His landscape oil paintings are more traditional than Brent Spaulding’s acrylic paintings of his interpretation what the essence of being an American involves. Spaulding paints the well-recognized icon of he cowboy, because it is a contrast of myth and historical reality.
“Living by a moral code of honor, the cowboy’s story is the struggle for independence,” Spaulding said. “His image is the embodiment of strength and masculinity for a culture based on idealism.”
Spaulding strips his images of the cowboy done to almost nothing, so it is barely even recognizable as a cowboy. He does this to strip the cowboy of its stereotype.
“Two different people can look at the image of the silhouette of a cowboy and have the feeling of pride or independence or exploring the west,” he said. “Another person might think of genocide, sexism and horrific violence. It covers the whole extreme range of emotion.”
The emotional response is what Sandie Ihlenfeldt strives for in her computer assemblage imagery.
“I want my work to be a little bit more provocative,” Ihlenfeldt said. “I want the image to cause the person to come back and look at it again.”
Ihlenfeldt’s integrated artistic vision incorporates the emerging lifestyle changes in a western incubator.
Much like the conversation about photography being considered fine art at the turn of the century, Ihlenfeldt said there is an on-going conversation in the art world examining the point at which digitally created work becomes fine art.
“I feel like this work has crossed the line,” Ihlenfeldt said.
Michelle Ideus has her own method of making western art contemporary.

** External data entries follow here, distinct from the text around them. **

PR #4537, opened 2021-01-12
Replace generate_unique_node internally where not needed

dschult:
Relates to #4224
Relates to #4454

All internal uses of generate_unique_node are better served using
more specific methods to choose a node. Two uses end up finding
an unused node by counting down from -1 until the integer is not
a node. I'm not sure that justifies a utility function to do that
so I haven't implemented one, but we could make one (or a graph method)
with api: `generated_unused_node(G)` or maybe `G.find_unused_node()`.

I like the idiom:
```python
# find a node that is not in G
node = -1
while node in G:
    node -= 1
```

### DIFF
--- a/networkx/algorithms/flow/capacityscaling.py
+++ b/networkx/algorithms/flow/capacityscaling.py
@@ -8,14 +8,12 @@ from itertools import chain
 from math import log
 import networkx as nx
 from ...utils import BinaryHeap
-from ...utils import generate_unique_node
 from ...utils import not_implemented_for
 from ...utils import arbitrary_element
 
 
 def _detect_unboundedness(R):
     """Detect infinite-capacity negative cycles."""
-    s = generate_unique_node()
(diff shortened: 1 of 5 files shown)


rossbar (approved):
I definitely think this approach is preferable to the current `generate_unique_node` utility function. Do you want to deprecate `generate_unique_node` here or maybe it'd be best in a separate PR? With these changes in place, I'd be in favor of closing #4454 and deprecating instead. Does that sound like the right approach?

dschult:
Yes, now that you state it like that, it does seem better to deprecate now. I guess a user who needs it can just replace it with a direct call to uuid4.  I'm going to put the deprecation into a separate PR along with putting a description of the steps needed to deprecate into the contributors guide. I always forget at least one of them. :)  The separate PR also means it will be easier for you to check what I did wrong.    :)

PR #4546, opened 2021-01-19
updated cutoff def in weighted.py

AbhayGoyal:
The changes were made to the definition of cutoff param in the weighted.py file

### DIFF
--- a/networkx/algorithms/shortest_paths/weighted.py
+++ b/networkx/algorithms/shortest_paths/weighted.py
@@ -249,7 +249,7 @@ def single_source_dijkstra_path(G, source, cutoff=None, weight="weight"):
        Starting node for path.
 
     cutoff : integer or float, optional
-       Length (sum of edge weights) at which the search is stopped.
+        Length (sum of edge weights) at which the search is stopped.
         If cutoff is provided, only return paths with summed weight <= cutoff.
 
     weight : string or function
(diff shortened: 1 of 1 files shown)


dschult:
For the failing style / format test, you just need to install black
```
pip install black
```
and run it on the files you are changing. You can automate this using a pre-commit hook
```
pre-commit install
```
More details about contributing to NX are available here:

AbhayGoyal:
> and run it on the files you are changing. You can automate this using a pre-commit hook
> 
> ```
> pip install -r requirements/developer.txt
> pre-commit install
> ```
> 
Could you please tell me how to use the hook? I am trying to understand where should I use it so that it can automatically be taken care of.
Thanks

dschult:
After installing `pre-commit`, each time you use `git commit` it will run black before accepting the changes. If black finds the style acceptable the commit completes as usual. If black finds style issues, it automatically makes the changes and stops the commit process. You can check (or not) the changes and then commit again. 

Personally I like to use `black --diff filename` to see what is being suggested before I rely on the pre-commit hook. But that's my personality more than any specific reason for doing it. I just don't like black changing things and not telling me what it changed. :}

AbhayGoyal:
I installed black and then tried to commit again. It still shows the styling error

dschult:
Hmmm...  Something is strange

It looks like you commit still has two lines with spaces and no letters. `black` replaces those with blank lines.  But it should do this as you commit... 

It's hard to know what is going on without more info.  So try running black locally:  `black weighted.py`
The commit that change (if there is one).

MridulS:
`black` seems happy now, failed tests are due to the recent `yaml` issue. Should be fixed after https://github.com/networkx/networkx/pull/4548 is merged.

PR #4548, opened 2021-01-20
fixes Github Actions failures

dpfens:
Github Actions failing due to new release of [pyyaml==5.4](https://pypi.org/project/PyYAML/#history) this change will ensure that version 5.3 is used.  There may be a better/simpler way to account for this issue, just let me know.

### DIFF
--- a/networkx/readwrite/nx_yaml.py
+++ b/networkx/readwrite/nx_yaml.py
@@ -102,5 +102,5 @@ def read_yaml(path):
     except ImportError as e:
         raise ImportError("read_yaml() requires PyYAML: http://pyyaml.org/") from e
 
-    G = yaml.load(path, Loader=yaml.FullLoader)
+    G = yaml.load(path, Loader=yaml.Loader)
     return G


stefanv:
:wave: @dpfens, thanks for the fix!  I don't think we can pin to such a specific range of pyyaml, so could we rather address the error introduced?

dpfens:
@stefanv Changing [this line](https://github.com/networkx/networkx/blob/master/networkx/readwrite/nx_yaml.py#L105) to use the `yaml.Loader` instead of `yaml.FullLoader`. `yaml.BaseLoader` should also work, but it could [introduce new issues](https://github.com/yaml/pyyaml/issues/266#issuecomment-600736794).

stefanv:
This seems to be an ongoing issue for PyYAML; [the issue](https://github.com/yaml/pyyaml/issues/266) @dpfens mentioned above is also the one that tracks this problem.  They sorted it out in 5.2 apparently, and now it is appearing again.

@dpfens Thanks for addressing, this seems like a fine workaround (strictly speaking unnecessary, but that's for PyYAML to address).

MridulS (approved):

dschult (approved):

jarrodmillman:
LGTM.  We are removing ``networkx/readwrite/nx_yaml.py``, so in a a couple months we won't have to worry about this anymore.

PR #4565, opened 2021-01-24
Add 'compressed' parameter to numeric_mixing_matrix and others

### LINKED ISSUE #4368: Extremely slow calculation of numeric_assortativity_coefficient
This simple example takes a minute

```python
import networkx as nx
G = nx.path_graph(2)
G.nodes[0]['attr'] = 19999
G.nodes[1]['attr'] = 20000
nx.numeric_assortativity_coefficient(G, 'attr')
```

I did not check source code, but it looks like the algorithm calculates all possible combinations of integers between 0 and 20000. An equation in corresponding Newman's article is

image

and it is easy to see that only non-zero terms make sense.

DKozl50:
As for now, this is a pull-request to fix #4368 — the problem here was that `numeric_assortativity_coefficient` was generating a 20001x20001 matrix and doing operations on it. 
These calculations happen in `numeric_mixing_matrix`: we find the greatest value of the attributes and create a matrix of this size.

The solution is to omit empty lines: we already have a set of all used attribute values, and we already pass some kind of mapping to `dict_to_numpy_array` — why not make a matrix have only 'important' values? 

My approach does it by iterating through set elements and giving them a smallest possible index. In an extreme case such as #4368 matrix gets from 20001x20001 to just 2x2. In general this change should help with graphs with 'sparse' attribute values and have almost no impact on time in the worst case.

Not only that, this solution should now work well if attribute values can be negative or even not integers — I believe the only remaining requirement is that you should be able to make a set of them.

As for 'compressed' keyword: the default values is False, so everything should behave as it did before the commit. At the moment, `numeric_assortativity_coefficient` is the only place where `numeric_mixing_matrix` is used, and here it is ok to use compressed matrix.

I assume other assortativity algorithms may have a similar problem and solution, so maybe we should add 'compressed' option to something else. 
Yet, I didn't look into it as for now.

### DIFF
--- a/networkx/algorithms/assortativity/mixing.py
+++ b/networkx/algorithms/assortativity/mixing.py
@@ -160,7 +160,7 @@ def degree_mixing_matrix(G, x="out", y="in", weight=None, nodes=None, normalized
     return a
 
 
-def numeric_mixing_matrix(G, attribute, nodes=None, normalized=True):
+def numeric_mixing_matrix(G, attribute, nodes=None, normalized=True, compressed=False):
     """Returns numeric mixing matrix for attribute.
 
     The attribute must be an integer.
@@ -179,6 +179,9 @@ def numeric_mixing_matrix(G, attribute, nodes=None, normalized=True):
     normalized : bool (default=True)
        Return counts if False or probabilities if True.
 
+    compressed: bool (default=False)
+        Build the matrix without empty lines and columns
+
     Returns
     -------
     m: numpy array
@@ -188,8 +191,11 @@ def numeric_mixing_matrix(G, attribute, nodes=None, normalized=True):
     s = set(d.keys())
     for k, v in d.items():
         s.update(v.keys())
-    m = max(s)
-    mapping = {x: x for x in range(m + 1)}
+    if compressed:
+        mapping = {x: i for x, i in zip(s, range(len(s)))}
+    else:
+        m = max(s)
+        mapping = {x: x for x in range(m + 1)}
     a = dict_to_numpy_array(d, mapping=mapping)
     if normalized:
         a = a / a.sum()
--- a/networkx/algorithms/assortativity/correlation.py
+++ b/networkx/algorithms/assortativity/correlation.py
@@ -226,7 +226,7 @@ def numeric_assortativity_coefficient(G, attribute, nodes=None):
     .. [1] M. E. J. Newman, Mixing patterns in networks
            Physical Review E, 67 026126, 2003
     """
-    a = numeric_mixing_matrix(G, attribute, nodes)
+    a = numeric_mixing_matrix(G, attribute, nodes, compressed=True)
     return numeric_ac(a)
 
 


DKozl50:
All that said I assume I made a wrong assumption that such compressed algorithm is correct, as I get different results for the same random graph in Release version and mine. 
Code to replicate:

```python
import random
import networkx as nx
random.seed(42)
N_NODES = 100
G = nx.generators.random_graphs.gnp_random_graph(N_NODES, 0.5, seed=42)
for n in G.nodes():
    G.nodes[n]['attr'] = random.randrange(1, N_NODES)
print(nx.numeric_assortativity_coefficient(G, 'attr'))
```
On release version it returns -0.022885731786025598, on my version it returns -0.024618554125752406

networkx/algorithms/assortativity/mixing.py
```diff
@@ -188,8 +191,11 @@ def numeric_mixing_matrix(G, attribute, nodes=None, normalized=True):
     s = set(d.keys())
     for k, v in d.items():
         s.update(v.keys())
-    m = max(s)
-    mapping = {x: x for x in range(m + 1)}
+    if compressed:
+        mapping = {x: i for x, i in zip(s, range(len(s)))}
+    else:
+        m = max(s)
+        mapping = {x: x for x in range(m + 1)}
```
dschult, line 198: Would the following code do what this PR is proposing? 
Can you describe why someone would want the compression option and other people not want is compressed?
I don't understand why someone would want the empty rows and columns.
```
    # collect all possible values of the attribute
    s = set(d)
    s.update(attr_value for key, nbrs in d.items() for att_value in nbrs)
    if compressed:
        # include only attribute values that appear in G for some node
        mapping = {x: i for i, x in enumerate(s)}
    else:
        # include each integer even if unused in G 
        mapping = {x: x for x in range(max(s) + 1)}
```

DKozl50: Compression parameter is added for compatibility: if I want to calculate a mixing matrix, then I would need these empty rows and columns.
In order to calculate assortativity coefficient we need a mixing matrix, and _I assumed_ that deleting empty rows and columns would significantly help with calculation time and still give correct answers. 
It really helped with time, but answers were wrong, and as for now I haven't yet found the cause of the error

dschult: Reading the papers by Newman, it seems that the difference these "empty rows" make is that they aren't empty. They are filled with zeros. So, if you average or find standard deviation those values could be quite different if you remove the zeros. 

There may be a way to do the computation without storing all the zeros. I haven't worked through it, but if we could use scipy.sparse matrices instead of arrays -- or maybe just work with the dict-of-dict which is also a sparse matrix representation.  We'd have to compute the sigmas and averages using formulas instead of the traditional functions. But it seems reasonable that we could make it fast and also correct. Certainly we don't need to store all those zeros to get the answer.

DKozl50: Yeah, my approach was wrong.
I believe it is better for me to close this pull-request and make another one when my solution is ready — the description and even name for this PR are kind of wrong

Issue #4415, opened 2020-12-03
Add a test for kernighan-lin sweep


dschult:
There was a bug in this code fixed by #4398   But there are still no tests for it. 
Let's add one that makes sure this is doing something reasonable.

ldelille:
I made a test using max_iter argument to reveal the bug fixed by #4398

PR #4575, opened 2021-01-28
Add test Kernighan Lin Algorithm

ldelille:
This is a proposal to fix issue #4415 . I added a test which calls kernighan_lin_bisection() with max_iter argument set to 1. 

Since the test case is a simple situation, the algorithm finds the minimal cut at first iteration. Before issue #4398 was fixed, the test I wrote would fail because loop on line 130 on kernighan_lin_bisection only maxe one swap ( the _kernighan_lin_sweep function was always returning 0 in second position). 

The test case I used can be found on page 7 here : http://users.ece.northwestern.edu/~haizhou/357/lec2.pdf

NB: This is my first time contributing so I would happy to have any feedbacks.

### DIFF
--- a/networkx/algorithms/community/tests/test_kernighan_lin.py
+++ b/networkx/algorithms/community/tests/test_kernighan_lin.py
@@ -62,3 +62,14 @@ def test_multigraph():
         assert_partition_equal(
             [A, B], [{mapping[0], mapping[1]}, {mapping[2], mapping[3]}]
         )
+
+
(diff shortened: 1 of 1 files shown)


dschult:
This looks good.  I've verified that the old code fails this test and that the new code works.
Thank you very much!

dschult (approved):

stefanv:
Thank you, @ldelille!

She uses the western icon of the horse as a vehicle to create acrylic mixed media colleagues on canvas.
“The stories about people and their horses are forever,” Ideus said. “They can go on and on the more information I get from their owner.”
Her work reflects how those stories flourish and contain a personal history, but Ideus does not consider her work to be western art.
“I don’t really like western art because it is so much in your face and boring and I’ve seen it before,” Ideus said. “I’m figuring how to make something like that exciting again.”